[Dailydrool] Poisons

Elizabeth Lindsey erlindsey at comcast.net
Tue Sep 18 10:03:57 PDT 2012


Accidents do indeed happen, and I'm so glad this one had a happy  
ending. My heart was in my mouth as I was reading about it.

My reason for contributing to this thread is to warn that even when  
you think you've gotten all the poisons safely locked up or off the  
property altogether, you can still end up with a bad surprise.

The last time we moved with our late Jane Basset, it was to a house  
that had been lived in by some very nice, kind men with two dogs and  
seven cats they obviously cared about. There's no way they would have  
put poison out because of their pets. And because of their pets, I  
thoroughly cleaned that house before we moved into it and saw no  
traces of poison while I was inside the cupboards and closets.

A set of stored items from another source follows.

PR #6478, opened 2020-06-03
pushOuterVectors-use-tempVectorVarNames

MarcusDenker:
simplify pushOuterVectors: by using #tempVectorVarNames

### DIFF
--- a/src/OpalCompiler-Core/RBPragmaNode.extension.st
+++ b/src/OpalCompiler-Core/RBPragmaNode.extension.st
@@ -6,7 +6,7 @@ RBPragmaNode >> asIRPrimitive [
 	| args module name spec |
 	args := (self arguments collect: [ :each | each value ]) asArray.
 	"normal methods have primitive number 0"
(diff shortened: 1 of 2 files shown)


src/OpalCompiler-Core/RBPragmaNode.extension.st
```diff
@@ -6,7 +6,7 @@ RBPragmaNode >> asIRPrimitive [
 	| args module name spec |
 	args := (self arguments collect: [ :each | each value ]) asArray.
 	"normal methods have primitive number 0"
-	self isPrimitive ifFalse: [ IRPrimitive null ].
+	self isPrimitive ifFalse: [ ^ IRPrimitive null ].
```
tesonep, line 9: Maybe I am losing something, but this is not the same behavior.

MarcusDenker: yes, the old version was a NOP. (as  IRPrimitive null has no effect).

The only client does this check itself, this is why it was never a problem.

(yes, maybe we should do a test...)

PR #6480, opened 2020-06-03
skip-testReifyTempOperationInstead

MarcusDenker:
When running the Reflectivity tests the first time, testReifyTempOperationInstead fails. This needs some more debugging, for the meantime, it is put on #skip.
(problem is added to the backlog)


dionisiydk (approved):
It reminds me to add "skipped" group for test cases in the browser

PR #6481, opened 2020-06-03
6409-Two-Zinc-tests-have-timeOut-on-the-CI

### LINKED ISSUE #6409: Two Zinc tests have timeOut on the CI
These two tests now time out on all 3 platforms. They work fine when I run them locally.

ZnEasyTest>>#testGetPng
ZnImageExampleDelegateTest>>#testDefaultImage

MarcusDenker:
Change the URL to be https: as it seems we else do not follow the redirect. fixes #6409  (I hope)


MarcusDenker:
Nope. So the timeout even happens with 10 seconds and the url changed to https://

PR #6483, opened 2020-06-04
simplify-firstPrecodeComment

MarcusDenker:
tiny cleanup in #firstPrecodeComment and #firstPrecodeCommentFor:


MarcusDenker:
We need to do a pass over comment APIs in general, so this is just some internal trivialities while reading the code without changing anything.

dionisiydk (approved):

PR #6493, opened 2020-06-05
Calypso: Class Tree Pane Should Be Collapsible

seandenigris:
Also some comment grammar fixes.

Result of [thread on dev ML](http://forum.world.st/Discoverability-tp5117839.html)

### DIFF
--- a/src/Calypso-SystemTools-FullBrowser/ClyFullBrowser.class.st
+++ b/src/Calypso-SystemTools-FullBrowser/ClyFullBrowser.class.st
@@ -476,6 +476,7 @@ ClyFullBrowser >> newClassView [
 			cell useFullIndentation.
 			self specifyClassItemNameOn: cell label for: item browserItem];
 		enableFilter;
+		enableCollapsingOfPreexpandedItems;
 		requestNavigationBy: #classSelectionChanged	
 ]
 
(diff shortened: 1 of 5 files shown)


src/Calypso-SystemTools-FullBrowser/ClyFullBrowser.class.st
```diff
@@ -789,13 +790,19 @@ ClyFullBrowser >> switchClassViewTo: aQueryResult inScope: aScope [
...
 { #category : #navigation }
 ClyFullBrowser >> switchToFlatClasses [
-	
-	| classQueries |
+	| classQueries fullQuery dataSource |
 	classQueries := OrderedCollection new.
-	packageView selection groupItemsByTypeAndDo: [ :typeClass :items | 
-		classQueries addAll: (typeClass prepareClassQueriesFrom: items in: navigationEnvironment)].
-	
-	classView showQueries: classQueries as: ClyExtensionLastSortedClasses hierarchical
```
dionisiydk: I think this code should be kept. But the widget (classView) needs to be configured what type of data source to use in the classView initialization:
```Smalltalk
classView := self newNavigationView
    ...
    enableCollapsingOfPreexpandedItems.
```
This way you will fix hierarchy mode as well.

seandenigris: Okay, I debated about adding the capability to hierarchy mode, but it seems like it's not a very wide tree - mostly (or all?) one child per parent, no? Doesn't matter to me. If you think I should add it I will. And in case you do, just to clarify, you're suggesting that I simply add that one `#enableCollapsingOfPreexpandedItems` send, correct @dionisiydk?

dionisiydk: > Okay, I debated about adding the capability to hierarchy mode, but it seems like it's not a very wide tree - mostly (or all?) one child per parent, no? Doesn't matter to me. If you think I should add it I will. 

I think for consistency classes should be always collapsable (or always not) independently of mode. 

> And in case you do, just to clarify, you're suggesting that I simply add that one `#enableCollapsingOfPreexpandedItems` send, correct

I mean that this configuration needs to be implemented in ClyQueryViewMorph. Then we will not need to touch a query API of this widget. We will just enable this behaviour in classView initialization.

seandenigris: Sounds good, but I have no idea how to translate the fix to what you suggested!

seandenigris: @dionisiydk Done. See second commit. Also, FYI, I realized you were absolutely right about extending the fix to hierarchy view - with a wide tree, the problem is the same there.

dionisiydk (approved):
Cool.

Now it would be good to show a screenshot here for other reviewers.

dionisiydk:
If there will be an issue with this feature it is easy to disable it later (one line in class view initialization)

seandenigris:
Trying to understand `OSWindowMorphicEventHandler` by seeing what its siblings are...

### Before
Screenshot 2020-06-08 21 49 43

### After
Screenshot 2020-06-08 21 48 45

p.s. @dionisiydk, are the screenshots what you had in mind?

Ducasse:
Do we have a way to get it expanded too?

seandenigris:
Yes, @Ducasse. It starts out expanded as usual. The only change is that it's now *possible* to collapse. Here's a screenshot of what you would see in the new UI by default (i.e. mirroring the "before" condition above). As you can see, it's "the same" except there are collapse/expand arrows at the parent tree nodes:

Screenshot 2020-06-12 10 48 26

seandenigris:
Anything blocking integration here? The test failures seem (to my uneducated eyes) unrelated...

PR #6497, opened 2020-06-07
[Disable Flaky Tests] Disable two Zinc flaky tests

dionisiydk:
Let's make it a convention to disable detected flaky tests with accompanying PR to enable them back.
The "disable PR" can be quickly merged to protect CI from new failures.
From the other side the "enable PR" will record the problem and track its state. In case of current Zinc issue it is always wailing on CI and therefore PR will have really good indication of problem.

### DIFF
--- a/src/Zinc-Tests/ZnEasyTest.class.st
+++ b/src/Zinc-Tests/ZnEasyTest.class.st
@@ -44,6 +44,9 @@ ZnEasyTest >> testGetJpeg [
 { #category : #testing }
 ZnEasyTest >> testGetPng [
 	| url result |
+	self flag: #flakyTest.
+	self skip.
+	
 	url := 'http://pharo.org/files/pharo.png'.
 	result := ZnEasy getPng: url.
 	self assert: result isForm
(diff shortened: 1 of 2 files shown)


src/Zinc-Tests/ZnEasyTest.class.st
```diff
@@ -44,6 +44,9 @@ ZnEasyTest >> testGetJpeg [
 { #category : #testing }
 ZnEasyTest >> testGetPng [
 	| url result |
+	self flag: #flakyTest.
+	self skip.
```
dionisiydk, line 48: The idea is to skip flaky tests and put a flag for that. So it can be easily found in the image.

dionisiydk:
CI fails due to another unrelated flaky test. I added separate PR to fix them: #6501

MarcusDenker (approved):
Pablo did find that it is indeed blocked on the level of the CI setup. So we can merge this now and when the admins fix it, we can un-skip.

I think this is a good idea, but I will wait for a second review.

MarcusDenker:
As we know the reason and that it will be fixed by the admins (and that this takes a while), I think we really can merge this.

PR #6501, opened 2020-06-07
[Flaky Test] Rely on SUnit time limit in recursion stopper tests. 

dionisiydk:
Recursion stopper tests were flaky due to very small time in assertions.
Here I removed time assertions. Tests will rely on SUnit time restriction with explicit small value for these tests.


dionisiydk:
Failed tests are unrelated (from Zinc)

MarcusDenker (approved):
ok

PR #6511, opened 2020-06-07
6500-Cleanups

### LINKED ISSUE #6500: Cleanups
Convert some obvious collect: #foo into collect: [:each | each foo]

Ducasse:
Fixes: #6500 mainly sinmple code edits and rewrite of symbol as block use. I reviewed my changed two times so they should be ok. Went up to RGObject


MarcusDenker (approved):
ok

PR #6632, opened 2020-06-18
use-OCBytecodeToASTCache-instead-of-fullBlockInstructionForPC

MarcusDenker:
This PR removes #fullBlockInstructionForPC: and instead uses the OCBytecodeToASTCache in this case just as we use it for Methods.

OCBytecodeToASTCache has been slightly changed that it can build the cache for both cases

### DIFF
--- a/src/OpalCompiler-Core/IRMethod.class.st
+++ b/src/OpalCompiler-Core/IRMethod.class.st
@@ -159,16 +159,6 @@ IRMethod >> forceLongForm [
 		
 ]
 
-{ #category : #debugging }
-IRMethod >> fullBlockInstructionForPC: aPC [
-	| pc |
-	"For a given PC, the actual instruction may start N bytes ahead."
-	pc := aPC.
-	[ pc >= 0 ] whileTrue: [ 
-		(self firstInstructionMatching: [:ir | ir bytecodeOffset = pc ]) ifNotNil: [:it |^it].
-		pc := pc - 1 ].
-]
-
 { #category : #translating }
 IRMethod >> generate [
 	^self generate: CompiledMethodTrailer empty
--- a/src/OpalCompiler-Core/OCBytecodeToASTCache.class.st
+++ b/src/OpalCompiler-Core/OCBytecodeToASTCache.class.st
@@ -58,19 +58,19 @@ OCBytecodeToASTCache >> firstBcOffset [
 
 { #category : #initialization }
 OCBytecodeToASTCache >> generateForNode: aNode [
-	| blockIR currentBcOffset |
+	| methodOrBlockIr currentBcOffset |
 	methodOrBlockNode := aNode.
-	blockIR := aNode ir.
+	methodOrBlockIr := aNode ir.
 	bcToASTMap := Dictionary new.
-	firstBcOffset := blockIR compiledMethod initialPC.
+	firstBcOffset := methodOrBlockIr compiledMethod initialPC.
 
 	"if there is a primitive, we need to record the offset"
-	(blockIR irPrimitive num ~= 0
-		or: [ blockIR compiledMethod isQuick ])
+	(methodOrBlockIr irPrimitive num ~= 0
+		or: [ methodOrBlockIr compiledMethod isQuick ])
 		ifTrue: [ bcToASTMap at: firstBcOffset put: methodOrBlockNode ].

Yet, several weeks after moving in, Jane developed a bright red rash  
on her stomach. She was our basset who specialized in major medical  
emergencies, so I rushed her to the vet as soon as I saw it. By that  
point the rash had doubled in size. The vet was 90 percent sure it  
was poison and started treating her for it. I still can't figure out  
where she might have found posion because I never did see any on that  
property. I asked the men we rented from, and they swore they'd never  
put it out because of their own pets.

However.

As someone who's had
many pet rats (the domesticated variety, not the sewer kind) over the
years, I've learned that rodents are strong believers in stocking away a
food windfall (which is how they perceive poison)
for the future. They'll carry edibles all over the house and leave
them in little stashes to nibble on throughout the day. (My rats were  
free range in my office but not terribly successful at keeping steady  
stashes going in there because Jane, and later Elsinore, thought that  
finding and eating the stashes was like the best Easter Egg Hunt  
they'd ever been on.)

Before I had any pets at all, I lived in a porous 200-year-old  
farmhouse out in a field. The house, of course, was well populated  
with field mice. I put
out boxes of poison pellets, and the mice died. When I moved out, I
discovered that, just like my future pet rats, they'd carried the
poison all over the house. I found caches of it squirreled away under
the bathroom rug, under the refrigerator (along with the poisoned
corpses of a little mouse family), and squeezed between the split box
springs of a bed that was on the floor. If I'd had a dog at the time,
I'm positive the dog would have found the poison in the bathroom
before I'd known it was there.

Last summer when we had a suspected rat making a mess out of the  
enclosed compost pile at the back of the property, I called the city  
health department for help. All they would do was put out poison.  
When I heard that, I refused to give them my address for fear they'd  
put out poison against my wishes and not tell me. I knew that the  
poison might start out on the alley side of my fence, but that's not  
where all of it would end up. There's no telling where the rats would  
squirrel it away, and I'd never be able to find and remove their  
stashes. I told the health department I refuse to risk my dogs'  
health and safety, or the health and safety of the other pets in the  
neighborhood, in that way. (Turns out it was a possum anyway, not a  
rat, and I caught it with an illegal trap, not knowing it was illegal  
until animal control called and threatened to report me to the state  
wildlife agency--a story for another time.)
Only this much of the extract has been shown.